Курт неловко дернул плечом, тут же кивнув, и пояснил негромко, снова отведя взгляд в сторону:

— Не могу сказать в точности; скорее, лишь некоторые подозрения. Но, Дитрих, когда я только просил о начале самого дела, у меня тоже не было ничего, кроме подозрений, однако же…

— Ну-ну-ну, — нахмурился тот, — только не надо теперь каждую бочку затыкать твоими прозрениями; в твоих бумагах об особых способностях ничего не упомянуто, посему от тебя я буду требовать того же, чего от меня потребует Керн — явственных и вразумительных обоснований.

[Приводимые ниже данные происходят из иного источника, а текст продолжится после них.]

PR #1361, opened 2021-04-08
python: clean up python library in preparation for envoy_requests

crockeo:
Description: There were some vestigial pieces of code under the python directory from earlier prototyping. This PR: 

- Removes `e2e_test`, which is just the old version of the test that now lives under `//test/python/integration:test_send_headers`. 
- Removes `gevent_util`, which is the old version of integrating with gevent that's now built into envoy_requests, coming soon™
- Namespaces `envoy_engine.so` dependencies under `library/python/envoy_engine` in preparation of upstreaming envoy_requests
- Cleans up a dead dependency in `test_send_headers` on `gevent_utils`

Risk Level: Low

Testing: N/A

Docs Changes: N/A

Release Notes: N/A


library/python/BUILD
```diff
@@ -1,33 +1,20 @@
...
-)
-
 pybind_library(
     name = "envoy_engine_lib",
     srcs = [
-        "bytes_view.cc",
-        "engine_builder_shim.cc",
-        "stream_prototype_shim.cc",
-        "stream_shim.cc",
+        "envoy_engine/bytes_view.cc",
```
goaway, line 8: Generally we try to avoid prefixing targets/classes/files with "envoy" unless they represent a top-level interface. Any reason not to simply go with `engine/` here?

crockeo: >unless they represent a top-level interface

This might fall into that category, depending on its exact definition. These files collectively define the `envoy_engine.so` target, which could be imported without using `envoy_requests`. That said, there's no reason folder has to be named `envoy_engine`.

goaway: Sorry, to clarify, let's make the folder be `engine` unless there's a reason not to go this way?

crockeo:
i actually don't 100% think this is necessary. just some code twiddling that's not really worth the effort right now. we can do organization stuff when i'm more confident in the end state of code structure

PR #1366, opened 2021-04-09
python: upstream envoy_requests

crockeo:
**Description:** This PR upstreams envoy_requests, a pythonic wrapper around the raw Python platform implementation, to envoy-requests.

**Risk Level:** Low

**Testing:** `//library/python:runtest_unit` and `//library/python:runtest_integration`, but these are broken until https://github.com/envoyproxy/envoy-mobile/pull/1339 is merged. 

**Docs Changes:** N/A

**Release Notes:** N/A


crockeo:
This is frankly too large to have a suitable review at +1100 LOC. I'm going to chat with @goaway about review strategies--either breaking this up or having an interactive review session.

crockeo:
Aaaaand some known concerns, to be fixed before or after merge:

- Will break when https://github.com/envoyproxy/envoy-mobile/pull/1344 is merged, because it will change how you source dependencies
- Need to separate dev dependencies (for testing) from prod dependencies (for building + publishing)
- Need to move away from a separate python-defined HTTP server for testing, and instead use envoy HTTP filters

crockeo:
One thing I forgot to cover inside of our 1:1, @goaway, is details about how the testing works. Tl;dr:

* Create a `runner.py` file that just executes pytest
* Have a top-level `conftest.py`, which registers a `http.server` from inside of Python. This exposes an echo server that responds with a structured JSON response documenting the request it received.
* Have pytest execute either `test/python/unit/...` or `test/python/integration/...` 

A couple of things I'd like to change about this:

* `http.server` doesn't do SSL OOTB, so I made an envoy config w/o SSL. I don't like registering a custom config template so I want to remove this
* Move away from an echo server via `http.server` to an echo server based on an HTTP filter

crockeo:
That last merge should give this PR CI checks as well 🙂

test/python/test_envoy_config_template.yaml
```diff
@@ -0,0 +1,220 @@
+# this is just @envoy-mobile//library/common:config_template.c
+# except it doesn't use TLS
```
goaway, line 2: Cleartext support is now present in the main config. Can we get rid of this and use that instead?

goaway (changes requested):
This is great!

goaway (approved):
Thank you @crockeo!

PR #1376, opened 2021-04-12
android: fix permissions with network state access

buildbreaker:
Adding runtime permissions check for [Android](https://developer.android.com/training/permissions/requesting). Without this, when the user decides to decline the permission, the app crashes with the following stacktrace:
```java.lang.SecurityException: Package android does not belong to 10404
        at android.os.Parcel.createExceptionOrNull(Parcel.java:2385)
        at android.os.Parcel.createException(Parcel.java:2369)
        at android.os.Parcel.readException(Parcel.java:2352)
        at android.os.Parcel.readException(Parcel.java:2294)
        at android.net.IConnectivityManager$Stub$Proxy.listenForNetwork(IConnectivityManager.java:4703)
        at android.net.ConnectivityManager.sendRequestForNetwork(ConnectivityManager.java:4191)
        at android.net.ConnectivityManager.registerNetworkCallback(ConnectivityManager.java:4594)
        at android.net.ConnectivityManager.registerNetworkCallback(ConnectivityManager.java:4564)
        at io.envoyproxy.envoymobile.engine.AndroidNetworkMonitor.<init>(AndroidNetworkMonitor:72)
        at io.envoyproxy.envoymobile.engine.AndroidNetworkMonitor.load(AndroidNetworkMonitor:42)
        at io.envoyproxy.envoymobile.engine.AndroidEngineImpl.<init>(AndroidEngineImpl:17)
```

The API 21 min SDK is fine as that is Android L and the target SDK is what we have specified in the `WORKSPACE`.

Description: android: fix permissions with network state access 
Risk Level: low
Testing: ci/manual
Docs Changes: n/a
Release Notes: n/a
[Optional Fixes #Issue]
[Optional Deprecated:]

### DIFF
--- a/library/java/io/envoyproxy/envoymobile/engine/AndroidNetworkMonitor.java
+++ b/library/java/io/envoyproxy/envoymobile/engine/AndroidNetworkMonitor.java
@@ -23,7 +23,8 @@ import androidx.core.content.ContextCompat;
  */
 @TargetApi(Build.VERSION_CODES.LOLLIPOP)
 public class AndroidNetworkMonitor extends BroadcastReceiver {
-  private static final String PERMISSION_DENIED_STATS_ELEMENT = "android_access_network_state_denied";
+  private static final String PERMISSION_DENIED_STATS_ELEMENT =
+      "android_access_network_state_denied";
   private static final int ENVOY_NET_GENERIC = 0;
   private static final int ENVOY_NET_WWAN = 1;
   private static final int ENVOY_NET_WLAN = 2;
--- a/library/java/io/envoyproxy/envoymobile/engine/AndroidNetworkMonitor.java
+++ b/library/java/io/envoyproxy/envoymobile/engine/AndroidNetworkMonitor.java
@@ -55,7 +55,7 @@ public class AndroidNetworkMonitor extends BroadcastReceiver {
         ContextCompat.checkSelfPermission(context, Manifest.permission.ACCESS_NETWORK_STATE);
     if (permission == PackageManager.PERMISSION_DENIED) {
       try {
-        envoyEngine.recordCounterInc(PERMISSION_DENIED_STATS_ELEMENT, Collections.emptyMap(),1);
+        envoyEngine.recordCounterInc(PERMISSION_DENIED_STATS_ELEMENT, Collections.emptyMap(), 1);
       } catch (Throwable t) {
         // no-op if this errors out and return
       }
--- a/library/java/io/envoyproxy/envoymobile/engine/AndroidNetworkMonitor.java
+++ b/library/java/io/envoyproxy/envoymobile/engine/AndroidNetworkMonitor.java
@@ -16,6 +16,8 @@ import android.net.NetworkRequest;
 import android.os.Build;
 import androidx.core.content.ContextCompat;
 
+import java.util.Collections;
+
 /**
  * This class makes use of some deprecated APIs, but it's only current purpose is to attempt to
  * distill some notion of a preferred network from the OS, upon which we can assume new sockets will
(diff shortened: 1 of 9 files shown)


library/kotlin/io/envoyproxy/envoymobile/EnvoyManifest.xml
```diff
@@ -2,7 +2,7 @@
 <manifest xmlns:android="http://schemas.android.com/apk/res/android"
           package="io.envoyproxy.envoymobile">
     <uses-sdk
-            android:minSdkVersion="9"
-            android:targetSdkVersion="27" />
+            android:minSdkVersion="21"
```
junr03, line 5: is this the min version where this exists?

buildbreaker: The min version here is correct. We do want API 21 (Android L) as our min

buildbreaker:
@junr03 This is actually quite strange because I'm trying to create the crash but I'm not able to with our Lyft app (same with the examples)

What I was able to test is that the network monitoring is still working as expected but there is a permissions check which will allow us to avoid the problematic line: https://github.com/envoyproxy/envoy-mobile/blob/main/library/java/io/envoyproxy/envoymobile/engine/AndroidNetworkMonitor.java#L72

buildbreaker:
Let's add a stat for when the permissions is denied

library/java/io/envoyproxy/envoymobile/engine/AndroidNetworkMonitor.java
```diff
@@ -39,11 +43,22 @@ public static void load(Context context) {
...
     }
   }
 
-  private AndroidNetworkMonitor(Context context) {
+  private AndroidNetworkMonitor(Context context, EnvoyEngine envoyEngine) {
+    int permission =
+        ContextCompat.checkSelfPermission(context, Manifest.permission.ACCESS_NETWORK_STATE);
+    if (permission == PackageManager.PERMISSION_DENIED) {
+      try {
+        envoyEngine.recordCounterInc(PERMISSION_DENIED_STATS_ELEMENT, 1);
```
buildbreaker, line 55: From a conversation with @goaway and @junr03, the suggestion was to add a stat for tracking when a user has their permissions denied. This is a bit stranger of a usage area because this class is actually used within the various `*EngineImpl` so we're kind of forced to use the primitive `EnvoyEngine` which exposes the primitive stats methods.

cc @jingwei99

library/java/io/envoyproxy/envoymobile/engine/AndroidNetworkMonitor.java
```diff
@@ -20,6 +23,7 @@
  */
 @TargetApi(Build.VERSION_CODES.LOLLIPOP)
 public class AndroidNetworkMonitor extends BroadcastReceiver {
+  private static final String PERMISSION_DENIED_STATS_ELEMENT = "android_access_network_state_denied";
```
buildbreaker, line 26: Happy to change the naming here

buildbreaker:
@junr03 @jingwei99 could you ptal?

jingwei99:
lgtm for what it does

jingwei99 (dismissed):

library/java/io/envoyproxy/envoymobile/engine/AndroidNetworkMonitor.java
```diff
@@ -20,6 +23,8 @@
  */
 @TargetApi(Build.VERSION_CODES.LOLLIPOP)
 public class AndroidNetworkMonitor extends BroadcastReceiver {
+  private static final String PERMISSION_DENIED_STATS_ELEMENT =
+      "android_access_network_state_denied";
```
goaway, line 27: Maybe something along the lines of

```suggestion
      "android_permissions.network_state_denied";
```

would let us use this namespace to track other instances we (might) care about in the future.

goaway:
This is our first use case for an externally-generated, but internally-used stat. I think this is fine, but we can think more about a general solution is we encounter more cases.

goaway (dismissed):
Approved, but see suggestion above.

goaway (approved):

goaway (approved):

goaway (approved):

PR #1379, opened 2021-04-14
python: keep stream and engine alive for callbacks

crockeo:
**Description:** Modifies the ownership model of objects so that callbacks keep their relevant parent alive (`EngineCallbacks` -> `Engine`; `StreamCallbacks` -> `Stream`) instead of the other way around.

This PR assumes that one of `StreamCallbacks` terminal callbacks will be called exactly once (`on_complete`, `on_error`, `on_cancel`) and that `on_exit` will be called exactly once. If these are called more than once there will be a double free, if they are not called once we'll leak memory. This is obviously not good 🙂 

**Risk Level:** Low

**Testing:** `bazel test //test/python/integration:test_lifetimes`

**Docs Changes:** N/A

**Release Notes:** N/A


crockeo:
Marking as ready for review because I want feedback on this strategy. I'm kind of fumbling around in the dark, so I'm sure there's a better way.

library/cc/engine_builder.cc
```diff
@@ -89,8 +89,23 @@ EngineSharedPtr EngineBuilder::build() {
...
+  auto engine_ptr = EngineSharedPtr(engine);
+
+  auto callbacks = this->callbacks_.release();
+  callbacks->parent = engine_ptr;
+
+  envoy_logger null_logger{
+      .log = nullptr,
+      .release = envoy_noop_release,
+      .context = nullptr,
+  };
```
goaway, line 103: Would need to verify, but by convention, it should be safe to simply calloc this (or any other envoy mobile struct) if you're not going to use it.

goaway (approved):
Nice work, lgtm.

library/cc/engine.cc
```diff
@@ -6,23 +6,26 @@
...
-  this->stream_client_ = std::make_shared<StreamClient>(this->engine_);
-  this->pulse_client_ = std::make_shared<PulseClient>();
+Engine::Engine(envoy_engine_t engine) : engine_(engine), terminated_(false) {}
+
+// we lazily construct the stream and pulse clients
+// because they either require or will require a weak ptr
+// which can't be provided from inside of the constructor
+// because of how std::enable_shared_from_this works
+StreamClientSharedPtr Engine::streamClient() {
+  if (!this->stream_client_) {
```
goaway, line 16: This looks like it's not going to be thread-safe. If we need to use lazy clients, we should maybe just create a new one every time someone asks for one. It's not an especially heavyweight object anyways.

library/cc/engine.cc
```diff
@@ -6,23 +6,26 @@
...
+    this->stream_client_ = std::make_shared<StreamClient>(this->weak_from_this());
```
goaway, line 17: I think StreamClient should probably take a shared reference to the Engine rather than a weak one. We made stats weak so that all the stats objects that might be distributed around a program wouldn't all be retaining the engine... but then again, it's up for debate whether they should be, as well.

goaway: (Also FWIW, it _does_ effectively take a shared ref in the other platforms.)

crockeo: This is a weak ptr to avoid a cycle (`Engine` -> `StreamClient` -> `Engine`), but I don't think this cycle needs to exist anymore. It's just a byproduct of the original design of this PR where `Stream`s kept `Engine`s alive.

I can address this comment along with the earlier comment at the same time, I think, by just removing the `EngineSharedPtr` references throughout `StreamClient` and `StreamPrototype` and just move them back to `envoy_engine_t`

goaway (approved):

PR #1380, opened 2021-04-14
platform bridge: additional coverage and fix leaks in edge cases onResume

junr03:
Description: there was missing coverage in the platform bridge filter that highlighted some memory leaks.
Risk Level: low
Testing: additional testing that produced asan failures, and then fixed.


library/common/extensions/filters/http/platform_bridge/filter.cc
```diff
@@ -487,6 +487,18 @@ void PlatformBridgeFilter::FilterBase::onResume() {
...
+      free(result.pending_headers);
+    }
+    if (result.pending_data != nullptr) {
+      result.pending_data->release(result.pending_data->context);
+      free(result.pending_data);
+    }
+    if (result.pending_trailers != nullptr) {
+      release_envoy_headers(*result.pending_trailers);
+      free(result.pending_trailers);
+    }
```
goaway, line 501: I don't really think these releases should be here - if anything, these should be assertions that the pending entities _are_ nullptr.

library/common/extensions/filters/http/platform_bridge/filter.cc
```diff
@@ -519,6 +531,7 @@ void PlatformBridgeFilter::FilterBase::onResume() {
     free(result.pending_trailers);
   } else if (result.pending_trailers) {
     addTrailers(*result.pending_trailers);
+    free(result.pending_trailers);
```
goaway, line 534: Good catch here, though.

library/common/extensions/filters/http/platform_bridge/filter.cc
junr03: @goaway, sure. I wasn't sure what the intended behavior was. If the pending entities should be null in this branch, I can switch to assertions.

goaway (approved):

PR #1388, opened 2021-04-19
ci: always run coverage

goaway:
Description: This needs to run since CI requires it to pass; as a future optimization we can short-circuit if there's no changes to these directories.
Risk Level: Low
Testing: CI


buildbreaker (approved):
@carloseltuerto This should fix the issue you were observing!

PR #1401, opened 2021-04-21
Add mandatory "lib" prefix to test JNI library

carloseltuerto:
This makes the test test/java/integration:android_engine_start_test to pass when running on Linux

Risk Level: none
Testing: N/A
Docs Changes: N/A
Release Notes: N/A


test/java/integration/BUILD
```diff
@@ -6,8 +6,7 @@ envoy_mobile_android_test(
         "AndroidEnvoyEngineStartUpTest.java",
     ],
     native_deps = [
-        "//library/common/jni:ndk_envoy_lib.so",
-        "//library/common/jni:ndk_envoy_lib.jnilib",
```
buildbreaker, line 10: I think we'll need to keep this for mac os x :(

carloseltuerto: Oops - resurrected. Thanks.

buildbreaker:
@carloseltuerto If this works, let's go with it!

buildbreaker (dismissed):

carloseltuerto:
> @carloseltuerto If this works, let's go with it!

Well maybe this won't work for IOS.

Stripping the first 3 char with bazel is probably wrong.

carloseltuerto:
> > @carloseltuerto If this works, let's go with it!
> 
> Well maybe this won't work for IOS.
> 
> Stripping the first 3 char with bazel is probably wrong.

If running this test with a Mac works without stripping the first 3 char, maybe the solution is to try to load the JNI with the provided name first, and if this does not work, then try with the first 3 char of the name removed.

buildbreaker:
> If running this test with a Mac works without stripping the first 3 char, maybe the solution is to try to load the JNI with the provided name first, and if this does not work, then try with the first 3 char of the name removed.

Our tests are currently running on mac os x: https://github.com/carloseltuerto/envoy-mobile/blob/checkout12/.github/workflows/android_tests.yml#L12

Here's the issue for running the jvm tests on ubuntu for ci also: https://github.com/envoyproxy/envoy-mobile/issues/1402

library/java/io/envoyproxy/envoymobile/engine/JniLibrary.java
```diff
@@ -17,7 +17,9 @@
   // WARNING: This should only be used for testing.
   public static void loadTestLibrary() {
     if (System.getProperty("envoy_jni_library_name") != null) {
-      envoyLibraryName = System.getProperty("envoy_jni_library_name");
+      envoyLibraryName = System.getProperty("os.name").startsWith("Linux")
```
buildbreaker, line 20: Not feeling good about having this in code but since this works and unblocks you, let's go with it. I can async try to understand why bazel is not cooperating like I expect it to.

buildbreaker (approved):

buildbreaker:
Let's go with this, @carloseltuerto !

PR #1412, opened 2021-04-26
Facititate CA Certs configuration

carloseltuerto:
Make the CA Certs configuration somewhat easier by exposing the default certificates at the JNI level, and rather substitute the certificates at the Java level (EnvoyConfiguration)

Risk Level: Negligeable
Testing: //test/java/integration:android_engine_start_test still works
Docs Changes: N/A
Release Notes: N/A

### DIFF
--- a/library/common/BUILD
+++ b/library/common/BUILD
@@ -16,7 +16,7 @@ envoy_cc_library(
 envoy_cc_library(
     name = "envoy_main_interface_lib_no_stamp",
     srcs = [
-        "certificates.inc",
+        "certificates.cc",
         "config_template.cc",
         "engine.cc",
         "engine.h",
--- a/library/common/certificates.cc
+++ b/library/common/certificates.cc
@@ -1,4 +1,8 @@
-R"certs(
+/**
+ * Default certificates.
+ */
+const char* certificates = R"certs(
+              inline_string: |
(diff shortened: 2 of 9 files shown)


goaway:
Hey @carloseltuerto, just wanted to acknowledge that I see the PR and I'm just thinking this through a little bit.

goaway:
Sorry for the delay, today! Generally I'd classify the risk of _anything_ that has to do with TLS as somewhat more than negligible.

In general, I don't think this approach is necessarily worse that what we have in place, but it would be nice to do better and there are some notable shortcomings:

- It exposes more raw configuration to the functional config API which I think is something to be avoided.
- The default cert chain is quite large, and this moves it across the JNI and copies it several times (that's happening anyways, but is also something that could be readily improved).
- We strive to maintain parity across stacks, and the PR as is only introduces new functionality to one of them; we should at least have a plan for how we will maintain parity when it comes to new features like this.

I actually think setting up a plaintext call path would be quite straightforward and not significantly more work, and it sounds like that's really what you're looking for. I'm pretty confident I could set up a plaintext path for you tomorrow if that would meet your needs - which I'd prefer I think, especially if it will *better* meet your needs.

Overall open to discuss though.

goaway (commented):
(Forgot to submit above comment as review.)

PR #1419, opened 2021-04-27
core: set up cleartext http request path

goaway:
Description: Adds built-in support for cleartext HTTP requests, without requiring custom config. TLS will be negotiated or not based off the request scheme. If cleartext is chosen, h2 protocol options will be ignored, and h1 will be used regardless.
Risk Level: Lowish
Testing: Local, Unit, CI

### DIFF
--- a/library/common/http/client.cc
+++ b/library/common/http/client.cc
@@ -367,26 +367,31 @@ void Client::setDestinationCluster(Http::RequestHeaderMap& headers) {
   // - Use TLS by default.
   // - Use http/2 if requested explicitly via x-envoy-mobile-upstream-protocol.
   // - Force http/1.1 if request scheme is http (cleartext).
-  std::string cluster;
+  const char* cluster{};
   auto h2_header = headers.get(H2UpstreamHeader);
+  auto network = preferred_network_.load();
+  ASSERT(network >= 0 && network < 3, "preferred_network_ must be valid index into cluster array");
 
   if (headers.getSchemeValue() == Headers::get().SchemeValues.Http) {
-    cluster = ClearTextClusters[preferred_network_.load()];
+    cluster = ClearTextClusters[network];
   } else if (!h2_header.empty()) {
     ASSERT(h2_header.size() == 1);
     const auto value = h2_header[0]->value().getStringView();
     if (value == "http2") {
-      cluster = H2Clusters[preferred_network_.load()];
+      cluster = H2Clusters[network];
     } else {
       RELEASE_ASSERT(value == "http1", fmt::format("using unsupported protocol version {}", value));
-      cluster = BaseClusters[preferred_network_.load()];
+      cluster = BaseClusters[network];
     }
-    headers.remove(H2UpstreamHeader);
   } else {
-    cluster = BaseClusters[preferred_network_.load()];
+    cluster = BaseClusters[network];
   }
 
-  headers.addReference(ClusterHeader, cluster);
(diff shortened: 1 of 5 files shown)


carloseltuerto:
FYI, I patched the PR, but unfortunately all requests end up in the same manner:

```
EnvoyError.errorCode: 2 // likely means Unknown
EnvoyError.message: ""
EnvoyError.attemptCount: -1
EnvoyError.cause: null
```

library/common/http/client.cc
```diff
@@ -342,46 +342,51 @@ void Client::removeStream(envoy_stream_t stream_handle) {
...
-    headers.addReference(ClusterHeader, use_h2_cluster ? BaseWlanClusterH2 : BaseWlanCluster);
-    break;
-  case ENVOY_NET_WWAN:
-    headers.addReference(ClusterHeader, use_h2_cluster ? BaseWwanClusterH2 : BaseWwanCluster);
-    break;
-  case ENVOY_NET_GENERIC:
-  default:
-    headers.addReference(ClusterHeader, use_h2_cluster ? BaseClusterH2 : BaseCluster);
-  }
+  headers.addReference(ClusterHeader, cluster);
```
carloseltuerto, line 389: If instead this line is:

`headers.addCopy(ClusterHeader, cluster);`

Then this PR works.

Note: last time I coded in C/C++ was in previous millennium. Still, there is one thing that seems to have remained constant: using a pointer to a structure residing in the stack will end up badly if that pointer is still used once the method has returned. Editorial note: C++ is truly a counterproductive language.

goaway: Yeah I missed that it was `addReference` in the initial implementation (though technically the source c string is constant, it's just the string intermediary ending up on the stack that's problematic).

goaway:
This PR is just pending a test fix and some additional coverage that I'll have up tomorrow morning.

I have confirmed testing locally that cleartext requests appear to work, so I think the issue you're seeing now may be a separate one @carloseltuerto. But I'll be available to sync on it tomorrow.

carloseltuerto:
> This PR is just pending a test fix and some additional coverage that I'll have up tomorrow morning.
> 
> I have confirmed testing locally that cleartext requests appear to work, so I think the issue you're seeing now may be a separate one @carloseltuerto. But I'll be available to sync on it tomorrow.

Everything is fine now - feel free to submit (as soon as you are fine with the tests you intend to update)

Thanks!

library/common/http/client.cc
```diff
@@ -342,46 +342,56 @@ void Client::removeStream(envoy_stream_t stream_handle) {
...
-    headers.addReference(ClusterHeader, use_h2_cluster ? BaseWlanClusterH2 : BaseWlanCluster);
-    break;
-  case ENVOY_NET_WWAN:
-    headers.addReference(ClusterHeader, use_h2_cluster ? BaseWwanClusterH2 : BaseWwanCluster);
-    break;
-  case ENVOY_NET_GENERIC:
-  default:
-    headers.addReference(ClusterHeader, use_h2_cluster ? BaseClusterH2 : BaseCluster);
+  if (!h2_header.empty()) {
+    headers.remove(H2UpstreamHeader);
```
buildbreaker, line 391: How come we didn't put this in the above if-else block instead since we have this explicit check?

goaway: Because we need to remove it regardless of whether the first condition resolves to true.

buildbreaker (approved):

Issue #1418, opened 2021-04-27
android: java integration tests are not run in linux


buildbreaker:
This is likely due to some android dependency not being in the envoy image

PR #1421, opened 2021-04-27
ci: fix kotlin/java tests

buildbreaker:

Description: ci: fix kotlin/java tests 
Risk Level: low
Testing: ci
Docs Changes: n/a
Release Notes: n/a
[Optional Fixes #Issue]
[Optional Deprecated:]

### DIFF
--- a/.github/workflows/android_tests.yml
+++ b/.github/workflows/android_tests.yml
@@ -23,8 +23,7 @@ jobs:
       - run: ./ci/mac_ci_setup.sh
         name: 'Install dependencies'
       - run: |
-          # /test/kotlin/integration is excluded since it is run on a separate job
-          bazelisk query //test/kotlin/...
+          bazelisk test --test_output=all --build_tests_only //test/kotlin/...
         name: 'Run Kotlin library tests'
   javatestsmac:
     name: java_tests_mac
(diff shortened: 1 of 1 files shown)


.github/workflows/android_tests.yml
```diff
@@ -42,8 +41,7 @@ jobs:
       - run: ./ci/mac_ci_setup.sh
         name: 'Install dependencies'
       - run: |
-          # /test/kotlin/integration is excluded since it is run on a separate job
-          bazelisk query //test/java/...
+          bazelisk test --test_output=all --build_tests_only  //test/java/...
         name: 'Run Java library tests'
   kotlintestslinux:
```
junr03, line 46: How come ^^ those jobs run in mac instead of linux? Seems like we should run on linux (which will probably get better machines and more concurrency easier).

Also the below target for integration tests is not running the integration test target? https://github.com/envoyproxy/envoy-mobile/blob/b767e175155f9e6135d1b33a82229ed9e0e3c686/.github/workflows/android_tests.yml#L69

junr03: Talked offline. Related to #1418.

junr03 (approved):

.github/workflows/android_tests.yml
goaway: The integration target is `//test/kotlin/integration/...` so it's included in the above target. I suggested running them combined (in this and other cases) due to fixed startup overhead and instance queueing.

— Значит, — ощутив, как сердце падает вниз, уточнил Курт, — ты бы мне советовал… не говорить с ней?

— Нет, это так, к слову, — отмахнулся тот. — Ничего необычного в этом нет; просто не наглей и чрезмерно уж прямо не подкатывайся.

— Дитрих! Я не…

— Да-да, — оборвал Ланц. — Разумеется.

Курт отступил назад, собравшись снова возразить, встретился глазами с хохочущим взглядом Райзе и лишь махнул рукой, развернувшись к выходу.

— Да пошли вы, — обессиленно пробормотал он, распахивая дверь.

— И тебе успехов! — донеслось ему в спину с глумливым смешком.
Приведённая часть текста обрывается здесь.